The SEC is proposing changes to the 10b-18 rule that would make it easier for companies to buy back their own shares. The proposed changes include increasing the daily volume limit from 25% to 100% of a stock’s average daily trading volume, allowing companies to buy back shares at any time during the trading day, and eliminating the requirement that companies wait until the end of the trading day to buy back shares.
Azevedo argues that the proposed changes to the 10b-18 rule could have a significant impact on IPOs. Companies going public often use share buybacks as a way to support their stock price in the early days of trading. However, under the current 10b-18 rule, companies limited in their ability to do so. The proposed changes would give companies more flexibility to buy back shares, potentially leading to more stable stock prices in the early days of trading.

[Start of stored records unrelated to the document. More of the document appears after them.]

Issue #565, opened 2023-10-28
Unresolved reference: asPaymentTypeFilterList


dangeross:
In the RN generated Kotlin code for PaymentTypeFilter the asPaymentTypeFilterList is not implemented

https://github.com/breez/breez-sdk/blob/8bffae04a8717b27799b3599e8a7c9d57120486e/libs/sdk-react-native/android/src/main/java/com/breezsdk/BreezSDKMapper.kt#L734-L741

PR #566, opened 2023-10-28
check git status of react native and flutter

JssDWt:
Run the react native and flutter code generation in the main pull request CI and then run `git status` to see whether there is a diff. There shouldn't be a diff.

Also updates the used flutter version in CI. I noticed the old version was used.

### DIFF
--- a/.github/workflows/main.yml
+++ b/.github/workflows/main.yml
@@ -175,3 +175,95 @@ jobs:
           cargo clippy --tests -- -D warnings -A clippy::uninlined-format-args
           cd ../tools/sdk-cli
           cargo clippy -- -D warnings
+  
+  react-native:
+    name: Check react native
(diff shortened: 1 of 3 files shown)


JssDWt:
I love it that it caught a missed change already
https://github.com/breez/breez-sdk/actions/runs/6676790656/job/18146199727#step:8:21

dangeross:
This is great. A cool next step would be to test the RN generated code against built bindings so it could pickup issues like #565

JssDWt:
> This is great. A cool next step would be to test the RN generated code against built bindings so it could pickup issues like #565

That would be great too indeed. We need a way to compile as little as possible to check the bindings.

roeierez (approved):
LGTM

dangeross (approved):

Additionally, Azevedo notes that the proposed changes could make it easier for companies to go public in the first place. The ability to buy back shares more easily could make it more attractive for companies to go public, as they would have more control over their stock price in the early days of trading. However, Azevedo also notes that the proposed changes could lead to increased volatility in the market. Companies with large buyback programs could potentially move the market with their purchases, leading to increased volatility and potentially harming investors.
Overall, the proposed changes to the 10b-18 rule could have a significant impact on IPOs. While the changes could make it easier for companies to go public and support their stock price in the early days of trading, they could also lead to increased volatility in the market. It remains to seen how the SEC will ultimately decide on the proposed changes and what impact they will have on the market.